= Stored data =
=====

PR #1823, opened 2018-05-28
Moved sync-request package into devDependencies

heri16:
Moved sync-request package into devDependencies.
See Issue: #1821


kneth:
CLA has not been signed.

PR #1824, opened 2018-05-28
Moved prop-types into peerDependencies

heri16:
See Issue #1821


kneth:
CLA has not been signed.

PR #1828, opened 2018-05-28
Split Install-deps from Runtime-deps

heri16:
Move packages only required in `scripts/download-realm.js` to the preinstall hook in `package.json`.
This is more idiomatic way so as not to pollute the runtime-dependencies that are normally considered by module bundlers such as browserify/webpack.

Running rebuilds from source should still work.


kneth:
CLA has not been signed.

PR #3556, opened 2021-02-04
Merge logger

kneth:
Merging #3408 to `master`


src/logger.hpp
```diff
@@ -0,0 +1,171 @@
...
+    void delegate(Delegated& delegate)
+    {
+        m_scheduler->set_notify_callback([this, delegate] {
+            while (!m_log_queue.empty()) {
+                /*
+                 *  Extracting and delegating log entries.
+                 */
+                Entry entry;
+                {
+                    std::lock_guard<std::mutex> lock(m_mutex);
```
blagoev, line 83: this is prone to lock contention. locking too much in order retrieve every single log entry.
Instead we can swap the `m_log_queue` backing store like was implemented previously thus no locking is required when calling the log callback
https://github.com/realm/realm-js/blob/v6/src/node/sync_logger.cpp#L75-L79

blagoev (changes requested):

src/logger.hpp
kneth: The code has been updated

src/logger.hpp
```diff
@@ -0,0 +1,174 @@
...
+
+class SyncLoggerDelegator : public realm::util::RootLogger {
+   public:
+    void delegate(Delegated& delegate) {
+        m_scheduler->set_notify_callback([this, delegate] {
+            while (!m_log_queue.empty()) {
+                /*
+                 *  Extracting and delegating log entries.
+                 */
+                std::queue<Entry> popped;
```
blagoev, line 84: the swap should be done outside the while loop. then the iteration should be over the `popped` queue.

blagoev (changes requested):

blagoev:
this was merged with a Red flag. The correct fix is here https://github.com/realm/realm-js/pull/3565

PR #3560, opened 2021-02-05
Clarified `Realm.App.removeUser()` method description in typedoc

mongomoe:
## What, How & Why?
Following a MongoDB slack [discussion](https://mongodb.slack.com/archives/CUSNYAJ4R/p1612473658124000), I updated the description to the method `Realm.App.removeUser()`. In the master branch this method has the description, "Removes the user from MongoDB Realm". This can be confusing because readers may assume the user is deleted from the MongoDB Realm Server as well as the device. I altered the description in this PR  to be "Removes the user from the client". This clarifies that the user is only removed from the user's device.

### DIFF
--- a/docs/sync.js
+++ b/docs/sync.js
@@ -125,7 +125,7 @@
     switchUser(user) { }
 
     /**
-     * Removes the user from MongoDB Realm.
+     * Removes the user from the client.
      *
      * @param {Realm.User} user - The user to remove.
      * @returns {Promise<void>}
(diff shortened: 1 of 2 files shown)


kraenhansen:
We're also publishing Typescript types with the package: https://github.com/realm/realm-js/blob/0d6b98fe0e25404a9dc77553a5819e916be3bb0c/types/app.d.ts#L345 perhaps it makes sense to align these as well?

> Logs out and removes a user from the app.

Here "app" might also be a bit ambiguous.

kraenhansen (approved):
Looks great - thanks 👍

PR #3584, opened 2021-02-12
[v6 hotfix] Upcoming webkit update correctly checks "configurable" in property-descriptors 

### LINKED ISSUE #3557: Crash on iOS 14.5 beta: Attempting to change configurable attribute of unconfigurable property
## Expected Results

Not to crash.

## Actual Results

Crashed on iOS 14.5 beta. All other iOS versions are fine.

If we don't use Realm in JS, then everything is fine. But if we add one line to import Realm:

`import Realm from 'realm';`

It crashed with the following error: Attempting to change configurable attribute of unconfigurable property.

And crashed when running the following Object.defineProperties() in `lib/extensions.js` of realm-js:

```
Object.defineProperties(realmConstructor, getOwnPropertyDescriptors({
    _extendQueryBasedSchema(schema) {
        addSchemaIfNeeded(schema, realmConstructor.Permissions.Class);
        addSchemaIfNeeded(schema, realmConstructor.Permissions.Permission);
        addSchemaIfNeeded(schema, realmConstructor.Permissions.Realm);
        addSchemaIfNeeded(schema, realmConstructor.Permissions.Role);
        addSchemaIfNeeded(schema, realmConstructor.Permissions.User);
        addSchemaIfNeeded(schema, realmConstructor.Subscription.ResultSets);
    },

    // Creates the user agent description for the JS binding itself. Users must specify the application
    // user agent using Realm.Sync.setUserAgent(...)
    _createUserAgentDescription() {
        // Detect if in ReactNative (running on a phone) or in a Node.js environment
        // Credit: https://stackoverflow.com/questions/39468022/how-do-i-know-if-my-code-is-running-as-react-native
        try {
            var userAgent = "RealmJS/";
            userAgent = userAgent + require('../package.json').version + " (" + context + ", ";
            if (typeof navigator !== 'undefined' && navigator.product === 'ReactNative') {
                // Running on ReactNative
                const Platform = require('react-native').Platform;
                userAgent += Platform.OS + ", v" + Platform.Version;
            } else {
                // Running on a normal machine
                userAgent += process.version;
            }
            return userAgent += ")";
        } catch (e) {
            return "RealmJS/Unknown"
        }
    },
}));
```

Maybe due to some change in iOS 14.5 JavaScript core?

Simulator Screen Shot - iPhone 8 - 2021-02-04 at 17 03 48

## Steps to Reproduce

1.Setup a RN project and import realm-js
2.Run the App on iOS 14.5 beta.

Not sure whether it's related to my RN version (0.59). But it all worked fine until the recently released iOS 14.5 beta.
Tried Relam JS 5.0.5 and 6.1.5, both has the same issue.

## Code Sample

`import Realm from 'realm';`

- Realm JS SDK Version: 5.0.5 and 6.1.5
- Node or React Native: RN 0.59.10
- Client OS & Version: iOS 14.5 beta

steffenagger:
## What, How & Why?

This webkit change is currently only encountered through the bundled simulators in Xcode 12.5 beta, where the app will break with the following error: `"Attempting to change configurable attribute of unconfigurable property"`

As the property descriptor `configurable` has previously been ignored by webkit, we now avoid setting it.

This closes #3557

## ☑️ ToDos

* [x] 📝 Changelog entry

### DIFF
--- a/CHANGELOG.md
+++ b/CHANGELOG.md
@@ -4,6 +4,7 @@
 
 ### Fixed
 * Fixed an issue where creating an object after file format upgrade may fail with error message `Assertion failed: lo() <= std::numeric_limits<uint32_t>::max()`. ([realm/realm-core#4295](https://github.com/realm/realm-core/issues/4295), since v6.0.0)
+* Due to an upcoming WebKit update (currently accessible through Xcode beta simulators), apps would throw `"Attempting to change configurable attribute of unconfigurable property"` at runtime ([#3557](https://github.com/realm/realm-js/issues/3557))
 
 ### Compatibility
 * Realm Object Server: 3.23.1 or later.
--- a/src/jsc/jsc_class.hpp
+++ b/src/jsc/jsc_class.hpp
@@ -325,7 +325,7 @@ inline std::vector<JSStaticFunction> ObjectWrap<ClassType>::get_methods(const Me
     std::vector<JSStaticFunction> functions;
     functions.reserve(methods.size() + 1);
 
-    JSPropertyAttributes attributes = kJSPropertyAttributeReadOnly | kJSPropertyAttributeDontEnum | kJSPropertyAttributeDontDelete;
+    JSPropertyAttributes attributes = kJSPropertyAttributeReadOnly | kJSPropertyAttributeDontEnum;
     size_t index = 0;
 
     for (auto &pair : methods) {


takameyer (approved):

kraenhansen (approved):
It would be nicer to fix the root cause of the error (that we're overriding the properties from JS): I would love if we created an issue tracking that technical debt as well.

kneth (approved):

steffenagger:
> It would be nicer to fix the root cause of the error (that we're overriding the properties from JS): I would love if we created an issue tracking that technical debt as well.

@kraenhansen agreed, but we're not doing this in `v10`, and now iOS/WebKit wont let us, going forward.
Though there is definitely a point to be made, and example here, for testing with upcoming versions as well (GH actions exists to allow for this: https://github.com/marketplace/actions/setup-xcode-version)

PR #3596, opened 2021-02-17
Support for http proxy

kneth:


fealebenpae:
Unfortunately the Sync client only supports HTTP proxies (we stubbed out HTTPS support, but never got around to implementing it). I suggest sticking with HTTP only for now.

PR #3597, opened 2021-02-18
avoid instantiating extra schema on instance creation

finnschiermer:
Fixes a performance bug.

We unintentionally created (and subsequently destroyed) an object schema for each object instance created. For larger schema instances this has substantial overhead.

Perhaps also illustrates why Linus Thorvalds prefers C over C++ for performance sensitive work.

## ☑️ ToDos

* [ ] 📝 Changelog entry

### DIFF
--- a/src/js_realm_object.hpp
+++ b/src/js_realm_object.hpp
@@ -131,8 +131,8 @@ typename T::Object RealmObjectClass<T>::create_instance(ContextType ctx, realm::
     static String prototype_string = "prototype";
 
     auto delegate = get_delegate<T>(realm_object.realm().get());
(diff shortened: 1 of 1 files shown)


simonask (approved):
~~Should this PR target `master`?~~

Never mind, I don't know how realm-js prefers to do things.

kraenhansen:
> Should this PR target master?

I think you're right, we would want this on master first and then cherry-picked (or via a separate PR) into `develop`.

The `develop` branch is currently used for the work related to new datatypes (mixed, map, set, dict, etc.).

finnschiermer:
I'll open a new one against master then.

=====

= Exercise details =
The lines to copy are those in the records above containing the word "previously".

= Exercise result =
Instead we can swap the `m_log_queue` backing store like was implemented previously thus no locking is required when calling the log callback
As the property descriptor `configurable` has previously been ignored by webkit, we now avoid setting it.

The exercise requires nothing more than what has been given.